PR #61, opened 2020-07-08
Array manipulation access

cjoshea9:
Adds look up and assignment for arrays. Need to decide if when translating from python to js if `arr[x] = 1` should be translated to `arr[x] = 1` or `let arr[x] = 1` .

### DIFF
--- a/code_to_gast/expression/py_expression.py
+++ b/code_to_gast/expression/py_expression.py
@@ -48,3 +48,6 @@ def function_def_to_gast(node):
     gast["params"] = pr.node_to_gast(node.args)
     gast["body"] = pr.node_to_gast(node.body)
     return gast
+
+def subscript_to_gast(node):
+    return {"type": "subscript", "index": pr.node_to_gast(node.slice.value)} # TODO expand to cover slices of a list
--- a/code_to_gast/expression/py_expression.py
+++ b/code_to_gast/expression/py_expression.py
@@ -50,4 +50,4 @@ def function_def_to_gast(node):
     return gast
 
 def subscript_to_gast(node):
-    return {"type": "subscript", "index": pr.node_to_gast(node.slice.value)} # TODO expand to cover slices of a list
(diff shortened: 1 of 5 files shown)


g-harel:
`let arr[x] = 1` would be pretty confusing, how hard would it be to remove that behavior?

cjoshea9:
It's just a simple if statement, I just added it

test/test_built_in_functions.py
```diff
@@ -13,6 +13,15 @@ def test_pop_statement(self):
         self.assertEqual('arr.pop(1)', main.main('arr.pop(1)', 'py', 'js'))
         self.assertEqual('mine.pop(True)', main.main('mine.pop(true)', 'js', 'py'))
     
+    def test_array_look_up(self):
+        self.assertEqual('arr[x]', main.main('arr[x]', 'js', 'py'))
+        self.assertEqual('array[3]', main.main('array[3]', 'py', 'js'))
+    
+    def test_array_assign(self):
+        self.assertEqual('arr[x] = 6', main.main('arr[x] = 6', 'js', 'py'))
+        #TODO since we don't have context it adds the let, do we want to change that?
```
augerm, line 22: This comment can probably be removed now.

code_to_gast/expression/py_expression.py
```diff
@@ -48,4 +48,7 @@ def function_def_to_gast(node):
     gast["id"] = pr.node_to_gast(node.name)
     gast["params"] = pr.node_to_gast(node.args)
     gast["body"] = pr.node_to_gast(node.body)
-    return gast
\ No newline at end of file
+    return gast
+
+def subscript_to_gast(node):
+    return {"type": "subscript", "index": pr.node_to_gast(node.slice.value), "value": pr.node_to_gast(node.value)} # TODO expand to cover slices of a list
```
augerm, line 54: Can we move the TODO above the return statement?

augerm: Also might be easier to read if we make the dictionary multiline 
```
{
    "type": "subscript",
    ... etc
}
```

cjoshea9: Will do.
══════
• _What you should do_: Nothing should be dropped. Retype each line above as it is.

• _Answer area_:
PR #61, opened 2020-07-08
Array manipulation access

cjoshea9:
Adds look up and assignment for arrays. Need to decide if when translating from python to js if `arr[x] = 1` should be translated to `arr[x] = 1` or `let arr[x] = 1` .

### DIFF
--- a/code_to_gast/expression/py_expression.py
+++ b/code_to_gast/expression/py_expression.py
@@ -48,3 +48,6 @@ def function_def_to_gast(node):
     gast["params"] = pr.node_to_gast(node.args)
     gast["body"] = pr.node_to_gast(node.body)
     return gast
+
+def subscript_to_gast(node):
+    return {"type": "subscript", "index": pr.node_to_gast(node.slice.value)} # TODO expand to cover slices of a list
--- a/code_to_gast/expression/py_expression.py
+++ b/code_to_gast/expression/py_expression.py
@@ -50,4 +50,4 @@ def function_def_to_gast(node):
     return gast
 
 def subscript_to_gast(node):
-    return {"type": "subscript", "index": pr.node_to_gast(node.slice.value)} # TODO expand to cover slices of a list
(diff shortened: 1 of 5 files shown)


g-harel:
`let arr[x] = 1` would be pretty confusing, how hard would it be to remove that behavior?

cjoshea9:
It's just a simple if statement, I just added it

test/test_built_in_functions.py
```diff
@@ -13,6 +13,15 @@ def test_pop_statement(self):
         self.assertEqual('arr.pop(1)', main.main('arr.pop(1)', 'py', 'js'))
         self.assertEqual('mine.pop(True)', main.main('mine.pop(true)', 'js', 'py'))
     
+    def test_array_look_up(self):
+        self.assertEqual('arr[x]', main.main('arr[x]', 'js', 'py'))
+        self.assertEqual('array[3]', main.main('array[3]', 'py', 'js'))
+    
+    def test_array_assign(self):
+        self.assertEqual('arr[x] = 6', main.main('arr[x] = 6', 'js', 'py'))
+        #TODO since we don't have context it adds the let, do we want to change that?
```
augerm, line 22: This comment can probably be removed now.

code_to_gast/expression/py_expression.py
```diff
@@ -48,4 +48,7 @@ def function_def_to_gast(node):
     gast["id"] = pr.node_to_gast(node.name)
     gast["params"] = pr.node_to_gast(node.args)
     gast["body"] = pr.node_to_gast(node.body)
-    return gast
\ No newline at end of file
+    return gast
+
+def subscript_to_gast(node):
+    return {"type": "subscript", "index": pr.node_to_gast(node.slice.value), "value": pr.node_to_gast(node.value)} # TODO expand to cover slices of a list
```
augerm, line 54: Can we move the TODO above the return statement?

augerm: Also might be easier to read if we make the dictionary multiline 
```
{
    "type": "subscript",
    ... etc
}
```

cjoshea9: Will do.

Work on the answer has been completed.